# Reisebilder Wolgadelta Herbst 2005



## Kris (3. April 2006)

ich wollte mal schnell meine Bilder zeigen ohne viel zu schreiben  .
Wir waren am Wolgadelta ,an einem Nebenfluss der Achtuba.
Wir haben auf Raubfisch geangelt und am besten hat das schleppen nahe dem Grund funktioniert. Es hatte Sandboden und fast kein Gerümpel also wenig bis fast keine Hänger.
Wie ihr seht gibts die selben Raubfische wie hier. Leider haben wir keinen Wels gefangen oder gesehen. Gross waren die Fische nicht aber sehr zahlreich. Man hat dort gemeint "kleiner Fluss, kleine Fische ". Wir haben eine kleine Nussschale bekommen mit einem kleinen Motor, der wo immer kaputt gegangen ist und haben nach ein paar Tagen Orientierung angefangen zu schleppen.
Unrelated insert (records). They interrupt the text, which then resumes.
Issue #1610, opened 2025-11-26
Add a filter for GraalVM on tests


Baraa-Hasheesh:
### Describe the feature

When running async-profiler tests against a GraalVM some failures will happen & are expected due to differences between GraalVM & regular JDKs 

Adding a filter to prevent tests from running against Graal should be a good filter to add as it makes it smoother to run async-profiler tests against graal 

### Use Case

Don't run some tests against Graal

### Proposed Solution

Add a flag/enum that checks for `bin/native-image` under `JAVA_HOME` & add an associate filter on `Test` interface

### Acknowledgements

- [ ] I may be able to implement this feature request
- [ ] This feature might incur a breaking change

Baraa-Hasheesh:
solved in #1611

PR #1611, opened 2025-11-26
Create a GraalVM filter for async-profiler tests

Baraa-Hasheesh:
### Description
Some tests in async-profiler should not be run with GraalVM due to differences with regular JDK

In this change I've added detection logic for the current JDK to check if is a GraalVM & filter tests out based on it

### Related issues
#1610

### Motivation and context
Remove noisy expected failures when running GraalVM

### How has this been tested?
manual testing by running `JAVA_HOME=GRAALVM_HOME make test`

---

### DIFF
--- a/test/one/profiler/test/Jvm.java
+++ b/test/one/profiler/test/Jvm.java
@@ -7,7 +7,7 @@ package one.profiler.test;
 
 public enum Jvm {
     HOTSPOT,
+    HOTSPOT_C2,
     ZING,
-    OPENJ9,
-    HOTSPOT_C2
+    OPENJ9
 }
--- a/test/one/profiler/test/Runner.java
+++ b/test/one/profiler/test/Runner.java
@@ -121,7 +121,7 @@ public class Runner {
         log.log(Level.INFO, "Running " + rt.testInfo() + "...");
 
         String testLogDir = logDir.isEmpty() ? null : logDir + '/' + rt.testName();
-        try (TestProcess p = new TestProcess(rt.test(), currentOs, testLogDir, currentJvm)) {
+        try (TestProcess p = new TestProcess(rt.test(), currentOs, currentJvm, testLogDir)) {
             Object holder = (rt.method().getModifiers() & Modifier.STATIC) == 0 ?
                     rt.method().getDeclaringClass().getDeclaredConstructor().newInstance() : null;
             rt.method().invoke(holder, p);
--- a/test/one/profiler/test/TestProcess.java
+++ b/test/one/profiler/test/TestProcess.java
@@ -60,18 +60,18 @@ public class TestProcess implements Closeable {
 
     private final Test test;
     private final Os currentOs;
-    private final String logDir;
     private final Jvm currentJvm;
+    private final String logDir;
     private final String[] inputs;
     private final Process p;
     private final Map<String, File> tmpFiles = new HashMap<>();
     private final int timeout = 30;
 
-    public TestProcess(Test test, Os currentOs, String logDir, Jvm currentJvm) throws Exception {
+    public TestProcess(Test test, Os currentOs, Jvm currentJvm, String logDir) throws Exception {
         this.test = test;
         this.currentOs = currentOs;
-        this.logDir = logDir;
         this.currentJvm = currentJvm;
+        this.logDir = logDir;
         this.inputs = test.inputs();
 
         List<String> cmd = buildCommandLine(test);


test/one/profiler/test/Runner.java
```diff
@@ -20,6 +20,7 @@ public class Runner {
     private static final Arch currentArch = detectArch();
     private static final Jvm currentJvm = detectJvm();
     private static final int currentJvmVersion = detectJvmVersion();
+    private static final boolean currentGraal = detectGraal();
```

Das ist ein Friedfisch den wir mitgeharkt haben ein sog. "Buffalo", den kann man gut essen haben wir gehört.




Wir sind eine Strecke von Moskau ca 24 h mit dem Zug in 4 er Schlafwagen ( gebaut in der ehem. DDR) gefahren. Das war ein bisschen wie im Fernsehn, wie die Omas an den Bahnhöfen auf dem Land selbstgemachtes Essen und Kleidung an die Zugreisenden verkauft haben( z.B. Flusskrebse). Und die Schaffnerin für einen Wagen hat mit dem Samowar (so ein Teekocher) Tee gemacht.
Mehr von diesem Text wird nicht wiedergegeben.